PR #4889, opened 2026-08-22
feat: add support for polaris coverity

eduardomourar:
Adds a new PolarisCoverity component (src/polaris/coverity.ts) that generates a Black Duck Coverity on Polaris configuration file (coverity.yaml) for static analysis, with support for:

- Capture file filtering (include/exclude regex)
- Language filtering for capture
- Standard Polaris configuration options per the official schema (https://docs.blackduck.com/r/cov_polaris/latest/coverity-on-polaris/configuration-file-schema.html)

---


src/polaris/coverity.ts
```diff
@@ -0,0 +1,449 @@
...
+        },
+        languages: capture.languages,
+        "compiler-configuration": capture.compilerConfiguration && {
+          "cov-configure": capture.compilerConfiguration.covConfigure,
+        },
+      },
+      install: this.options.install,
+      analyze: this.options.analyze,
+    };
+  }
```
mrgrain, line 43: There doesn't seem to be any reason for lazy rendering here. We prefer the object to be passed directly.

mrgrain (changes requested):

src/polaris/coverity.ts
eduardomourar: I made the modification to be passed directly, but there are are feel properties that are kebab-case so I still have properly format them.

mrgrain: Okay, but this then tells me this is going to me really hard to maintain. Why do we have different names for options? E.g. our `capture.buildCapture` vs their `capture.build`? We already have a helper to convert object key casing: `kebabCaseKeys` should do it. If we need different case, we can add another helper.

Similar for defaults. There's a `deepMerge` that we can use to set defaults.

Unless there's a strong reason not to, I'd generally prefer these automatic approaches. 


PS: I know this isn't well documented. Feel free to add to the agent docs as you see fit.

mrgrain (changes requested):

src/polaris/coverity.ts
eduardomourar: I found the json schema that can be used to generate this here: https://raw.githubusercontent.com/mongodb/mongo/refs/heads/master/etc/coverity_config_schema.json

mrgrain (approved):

★ ★ ★ ★ ★ ★ ★

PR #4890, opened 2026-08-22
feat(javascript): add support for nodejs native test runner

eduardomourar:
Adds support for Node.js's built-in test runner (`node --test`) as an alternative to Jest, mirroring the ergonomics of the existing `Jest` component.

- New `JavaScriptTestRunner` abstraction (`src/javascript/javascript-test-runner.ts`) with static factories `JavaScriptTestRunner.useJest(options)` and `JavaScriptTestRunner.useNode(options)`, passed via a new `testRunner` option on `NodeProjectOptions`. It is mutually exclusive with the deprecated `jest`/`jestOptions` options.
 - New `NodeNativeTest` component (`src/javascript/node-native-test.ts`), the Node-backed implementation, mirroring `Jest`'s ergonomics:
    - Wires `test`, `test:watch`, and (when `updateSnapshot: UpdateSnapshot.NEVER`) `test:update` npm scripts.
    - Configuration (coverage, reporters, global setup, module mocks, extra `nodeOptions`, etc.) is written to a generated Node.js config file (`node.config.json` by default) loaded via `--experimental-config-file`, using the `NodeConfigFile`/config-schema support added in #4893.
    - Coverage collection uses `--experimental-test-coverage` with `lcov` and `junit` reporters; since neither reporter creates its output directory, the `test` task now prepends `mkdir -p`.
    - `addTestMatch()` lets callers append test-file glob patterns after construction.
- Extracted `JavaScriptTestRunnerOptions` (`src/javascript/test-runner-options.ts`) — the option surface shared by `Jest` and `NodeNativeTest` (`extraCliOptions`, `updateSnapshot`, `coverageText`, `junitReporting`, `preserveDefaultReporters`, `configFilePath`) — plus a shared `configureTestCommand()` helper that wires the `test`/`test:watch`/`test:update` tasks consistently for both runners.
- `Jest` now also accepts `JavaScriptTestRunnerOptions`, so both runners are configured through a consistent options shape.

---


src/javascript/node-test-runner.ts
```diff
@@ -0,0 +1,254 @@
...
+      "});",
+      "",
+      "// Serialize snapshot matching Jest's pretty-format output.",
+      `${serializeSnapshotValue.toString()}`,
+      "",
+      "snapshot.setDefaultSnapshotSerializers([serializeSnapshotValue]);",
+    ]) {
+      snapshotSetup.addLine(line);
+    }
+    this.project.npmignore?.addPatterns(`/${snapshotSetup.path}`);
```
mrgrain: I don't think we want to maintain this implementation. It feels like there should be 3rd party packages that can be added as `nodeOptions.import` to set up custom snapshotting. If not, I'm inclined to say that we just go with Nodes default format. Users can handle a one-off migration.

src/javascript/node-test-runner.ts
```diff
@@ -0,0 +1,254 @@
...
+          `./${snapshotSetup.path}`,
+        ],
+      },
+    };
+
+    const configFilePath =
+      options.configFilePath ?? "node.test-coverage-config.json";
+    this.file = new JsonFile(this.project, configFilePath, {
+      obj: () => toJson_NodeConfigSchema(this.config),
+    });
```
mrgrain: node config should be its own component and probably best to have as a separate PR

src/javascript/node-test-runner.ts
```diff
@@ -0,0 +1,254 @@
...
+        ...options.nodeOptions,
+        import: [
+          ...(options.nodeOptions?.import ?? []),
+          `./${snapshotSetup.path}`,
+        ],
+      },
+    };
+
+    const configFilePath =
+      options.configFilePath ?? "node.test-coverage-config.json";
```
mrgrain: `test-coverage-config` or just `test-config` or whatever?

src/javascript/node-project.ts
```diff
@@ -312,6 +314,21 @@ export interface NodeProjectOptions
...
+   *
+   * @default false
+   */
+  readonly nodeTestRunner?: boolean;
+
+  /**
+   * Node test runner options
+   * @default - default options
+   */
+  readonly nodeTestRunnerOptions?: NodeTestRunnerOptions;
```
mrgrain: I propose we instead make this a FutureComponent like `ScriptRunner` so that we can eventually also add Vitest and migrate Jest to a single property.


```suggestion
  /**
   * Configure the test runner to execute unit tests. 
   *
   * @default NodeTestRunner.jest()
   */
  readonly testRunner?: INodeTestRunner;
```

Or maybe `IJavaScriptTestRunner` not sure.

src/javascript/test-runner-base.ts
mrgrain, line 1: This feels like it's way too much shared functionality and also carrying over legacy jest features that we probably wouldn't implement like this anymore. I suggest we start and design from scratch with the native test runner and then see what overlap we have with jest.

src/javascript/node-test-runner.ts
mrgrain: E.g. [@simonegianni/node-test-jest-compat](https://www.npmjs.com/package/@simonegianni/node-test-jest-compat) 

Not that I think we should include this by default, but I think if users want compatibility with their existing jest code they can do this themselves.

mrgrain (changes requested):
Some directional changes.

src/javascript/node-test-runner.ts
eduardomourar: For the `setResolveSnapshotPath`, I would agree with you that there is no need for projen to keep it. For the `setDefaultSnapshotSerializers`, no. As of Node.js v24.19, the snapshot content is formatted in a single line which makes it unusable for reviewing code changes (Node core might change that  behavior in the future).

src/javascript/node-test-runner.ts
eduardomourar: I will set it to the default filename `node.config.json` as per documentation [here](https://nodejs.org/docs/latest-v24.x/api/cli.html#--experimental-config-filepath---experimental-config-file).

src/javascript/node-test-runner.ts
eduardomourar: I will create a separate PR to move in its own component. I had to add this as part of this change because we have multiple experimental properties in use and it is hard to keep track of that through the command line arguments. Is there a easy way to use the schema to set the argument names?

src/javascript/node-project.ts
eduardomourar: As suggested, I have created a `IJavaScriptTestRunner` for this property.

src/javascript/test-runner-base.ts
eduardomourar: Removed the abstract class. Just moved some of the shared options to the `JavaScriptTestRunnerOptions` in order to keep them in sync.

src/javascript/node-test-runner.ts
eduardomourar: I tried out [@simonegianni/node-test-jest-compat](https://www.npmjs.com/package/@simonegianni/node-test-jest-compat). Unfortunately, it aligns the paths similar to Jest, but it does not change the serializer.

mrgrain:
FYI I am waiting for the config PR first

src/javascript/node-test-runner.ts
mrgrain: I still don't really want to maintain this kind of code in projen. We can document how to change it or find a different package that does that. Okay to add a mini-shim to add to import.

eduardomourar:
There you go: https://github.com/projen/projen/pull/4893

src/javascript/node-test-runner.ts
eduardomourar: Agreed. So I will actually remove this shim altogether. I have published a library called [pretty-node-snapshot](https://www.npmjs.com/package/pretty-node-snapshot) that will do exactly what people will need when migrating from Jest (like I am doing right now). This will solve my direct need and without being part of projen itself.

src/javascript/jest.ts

★ ★ ★ ★ ★ ★ ★

■ Problem to work on
Where a line above holds the string "hard", copy that line.

■ Task solution
mrgrain: Okay, but this then tells me this is going to me really hard to maintain. Why do we have different names for options? E.g. our `capture.buildCapture` vs their `capture.build`? We already have a helper to convert object key casing: `kebabCaseKeys` should do it. If we need different case, we can add another helper.
eduardomourar: I will create a separate PR to move in its own component. I had to add this as part of this change because we have multiple experimental properties in use and it is hard to keep track of that through the command line arguments. Is there a easy way to use the schema to set the argument names?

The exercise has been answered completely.